10. An application load balancer (ELB) should now be created, call it r53loadbalancer. it should be in the same VPC as the instances. Create a target group with webinstance1 and webinstance2.

If you are able to successfully access the webpage via curl, then you are set to learn Route53.

Route53

Route53 is a Managed DNS system and allows to map domain names with IP addresses and AWS resources. It provides multiple options for accessing the instances which host these domains and are very interesting. So, let's get started:

Concepts

There are 4 types of records in Route53:

A: Mapping a hostname to an IPv4 address.

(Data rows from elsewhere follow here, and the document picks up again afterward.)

PR #3029, opened 2019-11-21
Include partner's name on copy stating bidders agree to Artsy's COS

bhoggard:
Jira: https://artsyproduct.atlassian.net/browse/AUCT-736 🔒 

Screenshot for benefit auction:

Screen Shot 2019-11-21 at 3 43 14 PM

----

Screenshot for commercial auction:

Screen Shot 2019-11-21 at 3 16 32 PM


src/Apps/Artwork/Components/ArtworkSidebar/ArtworkSidebarExtraLinks.tsx
```diff
@@ -213,6 +226,10 @@ export const ArtworkSidebarExtraLinksFragmentContainer = createFragmentContainer
         }
         sale {
           is_closed: isClosed
+          is_benefit: isBenefit
```
sweir27: Why not just use `isBenefit` here? Doesn't seem like we gain much by aliasing. (I believe `is_closed: isClosed` was written that way for convenience during the migration 😄).

src/Apps/Artwork/Components/ArtworkSidebar/__tests__/ArtworkSidebarExtraLinks.test.tsx
```diff
@@ -32,13 +33,30 @@ describe("ArtworkSidebarExtraLinks", () => {
...
+      )
+    })
+  })
+
   describe("for work in an auction", () => {
     beforeAll(async () => {
       wrapper = await getWrapper(LiveAuctionArtwork)
     })
-    it("displays proper text", () => {
+    it("displays proper conditions of sale text", () => {
```
sweir27: Since you have a bit of logic around the partner name ending with `s`, it would be good to add a test exercising that case!

src/Apps/Artwork/Components/ArtworkSidebar/ArtworkSidebarExtraLinks.tsx
yuki24: Yeah I agree. Given that we have already migrated to MP v2 there isn't a lot of reasons we should continue to use lower case fields.

src/Apps/Artwork/Components/ArtworkSidebar/ArtworkSidebarExtraLinks.tsx
```diff
@@ -104,10 +104,23 @@ class ArtworkSidebarExtraLinksContainer extends React.Component<
...
   }
 
+  conditionsOfSaleText() {
+    const first = "By placing your bid you agree to Artsy's "
+    if (!this.props.artwork.sale.isBenefit) {
+      const partnerName = this.props.artwork.sale.partner.name
+      const possessivePartnerName = partnerName.endsWith("'s")
+        ? partnerName
+        : partnerName + "'s"
+      return first + "and " + possessivePartnerName + " "
```
dblandin: Small grammar nit but I think that in this case we want to treat Artsy and the partner as a single unit having joint possession over the Conditions of Sale.

For example:

> By placing this bid you agree to Artsy and Seuol Auction's Conditions of Sale.

https://brians.wsu.edu/2016/05/19/joint-possessives/

bhoggard: I talked this over with Nicole B, and decided to leave it this way. Effectively they're agreeing the the _respective_ COS of 2 organizations.

dblandin: Gotcha. Makes sense! In that case, do we link to the partner's COS as well?

bhoggard: No we don't. We have a blob of text on some auction pages if the partner wants us to do that.

artsyit:

PR #3033, opened 2019-11-26
User can see buyer's premium cost on web

yuki24:
addresses https://artsyproduct.atlassian.net/browse/AUCT-675

This PR wires up the `calculatedCost` field and the `<PriceTransparency>` component to displays the costs to the user. It's a bit tricky to SSR the entire page since the `selectedBid` isn't always known due to direct links (e.g. https://staging.artsy.net/auction/barry-lot-placed-on-block-mocktion/bid2/sanjay-theodore-transcendence) so I just pulled it to a client-only call. Testing is also tricky since we need "re-fetch" behaviour on the max bid amount update, and I slightly updated the test setup.

## Todos

 * [ ] Add a feature flag `ENABLE_PRICE_TRANSPARENCY` to Force staging and production

## Screenshot

AUCT-675


src/DevTools/createTestEnv.tsx
```diff
@@ -147,13 +149,14 @@ class TestEnv<MutationNames extends string, TestPage extends RootTestPage> {
...
     this.mutations.mockFetch.mockImplementation(wrappedFetchQuery)
+    this.mockQuery.mockImplementation(wrappedFetchQuery)
 
     // Switch on mutation/query when making requests to help make assertions
     // Seems we only make assertions about mutations right now
     const mockNetwork = Network.create((operation, variableValues) => {
       return operation.operationKind === "mutation"
         ? this.mutations.mockFetch(operation, variableValues)
-        : wrappedFetchQuery(operation, variableValues)
+        : this.mockQuery(operation, variableValues)
```
yuki24: @ds300  I wasn't sure how we should be testing "re-fetch" behavior so I just added the `mockQuery` variable to give us flexibility to update mocks in an `it` block. I wasn't sure if this is the intended approach and would like your eyes on this so we can make the testing foundation better while maintaining the original design and philosophy.

src/Apps/Auction/Components/BidForm.tsx
```diff
@@ -111,13 +113,15 @@ export const determineDisplayRequirements = (
...
+  artworkSlug,
   initialSelectedBid,
   me,
   onSubmit,
+  relay,
   saleArtwork,
-  showPricingTransparency = false,
   trackSubmissionErrors,
 }) => {
+  const { ENABLE_PRICE_TRANSPARENCY } = sd as any
```
dblandin: You should be able to use the `GlobalData` type, defined here once you add the `ENABLE_PRICE_TRANSPARENCY` mapping: https://github.com/artsy/reaction/blob/master/typings/sharify.d.ts

src/Apps/Auction/Components/PricingTransparency.tsx
```diff
@@ -65,3 +78,53 @@ export const PricingTransparency: React.FC<{}> = () => {
     </Flex>
   )
 }
+
+export const PricingTransparency = withSystemContext(
```
dblandin: I think the pattern used elsewhere is to call this `PricingTransparencyQueryRenderer` and alias it if neccessary at the call site, such as:

```typescript
import { PricingTransparencyQueryRenderer as PricingTransparency } from "Apps/Auction/Components/PricingTransparency"
```

I think that be a bit more explicit than this and the underscore prefixed `_PricingTransparency` naming. What do you think?

src/Apps/Auction/Routes/__tests__/ConfirmBid.test.tsx
```diff
@@ -124,6 +132,8 @@ const setupTestEnv = ({
 
 describe("Routes/ConfirmBid", () => {
   beforeEach(() => {
+    ;(sd as any).ENABLE_PRICE_TRANSPARENCY = false
```
dblandin: Similar comment to above. Once we add the mapping of `ENABLE_PRICE_TRANSPARENCY` to the `GlobalData` type, we might not need this `as any`.

https://github.com/artsy/reaction/blob/master/typings/sharify.d.ts

src/DevTools/createTestEnv.tsx
ds300: Looks great! Thanks!

src/Apps/Auction/Routes/__tests__/ConfirmBid.test.tsx
yuki24: I've also updated the tests as part of https://github.com/artsy/reaction/pull/3033/commits/4a5361fd563dc066cc0f74b3da60791e19a851d5 since now it's a `readonly` field that can't be mutated, and mutating it isn't good anyway, so I just switched to a jest mock.

src/Apps/Auction/Components/PricingTransparency.tsx
yuki24: done: https://github.com/artsy/reaction/pull/3033/commits/ce0c2b3bc2db8027a1099b20c466af794f7e2217

src/Apps/Auction/Components/__stories__/PricingTransparency.story.tsx
```diff
@@ -6,7 +6,23 @@ import { PricingTransparency } from "../PricingTransparency"
...
+              buyersPremium: {
+                display: "$1,000",
+              },
+              subtotal: {
+                display: "$6,000",
+              },
+            },
+          },
+        }}
+      />
```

AAAA: Mapping a hostname to an IPv6 address.

CNAME: Mapping a hostname to another hostname.

Alias: Mapping a hostname to an AWS resource.

Creating the Private Hosted Zone

The steps to follow now are:

1. Select DNS Management-> Hosted Zone-> Private hosted zone and name it as r53privatezone 
2. The hosted zone r53privatezone should be present in the same region as the EC2 instances and the load balancer. In my case, it is US-East-2
3. The hosted zone r53privatezone should also be in the same VPC as the EC2 instances and the load balancer
4. You will find that there are two default records already created, a NS (list of name servers) and an SOA (start of authority) record

Creating the 'A' Record: Mapping a Route53 Record to An IP Address

1. Create the first record: of type A, the Record name is webinstance1.r53privatezone. The Value this should map to is the private IP of webinstance1.
2. Keep the routing policy as simple and save it.
3. Access the record webinstance1.r53privatezone from the console of accessintance1 with the command curl http://webinstace1.r53privatezone, and confirm if you can see the message Hello World from $(hostname -f).
4. If yes, you have now created the first Route53 record in a Private Hosted Zone, Congratulations!!

Creating an Alias Record: Mapping a Route53 Record to An AWS Resource

1.  Name the record as alias.r53privatezone.
2.  This will be an A record.
3.  Ensure that you select the Alias option.
4. In the Route traffic to section, select Alias to Application and Classic Load Balancer.
5. The region should be the same as what has been used before by you, in my case it is US-East-2.
6. In the search box, you should see the DNS name of the load balancer that you created earlier in the form dualstack**-r53loadbalancer.xxxx.xxxx.
7. Select this name and create the record.
8. From the accessinstance1 execute the command curl http://alias.r53privatezone and check if you can see the message Hello World from $(hostname -f). The IP address should keep varying between the private IPs for webinstance1 and webinstance2.

Note: I have seen that mapping an Alias record usually takes about 5 minutes, keep this in mind before executing the curl command.

Creating a CNAME Record: Mapping a Route53 Record to Another Host

1. Name the record as cname.r53privatezone.
2. The record type is CNAME.
3. The value that this maps to is webinstance1.r53privatezone.
4. Create the record.
5. From the accessinstance1 execute the command curl http://cname.r53privatezone and check if you can see the message Hello World from $(hostname -f). The IP address should be the private IP of webisntance1.

There are many other options to try out with Routing policies in each of these records. I hope with this introduction, you will be able to explore all the features of Route 53 without having to buy a Domain name.

Happy Hands-On Labs!!!

PS: Don't forget to delete all the resources at the end of your lab session.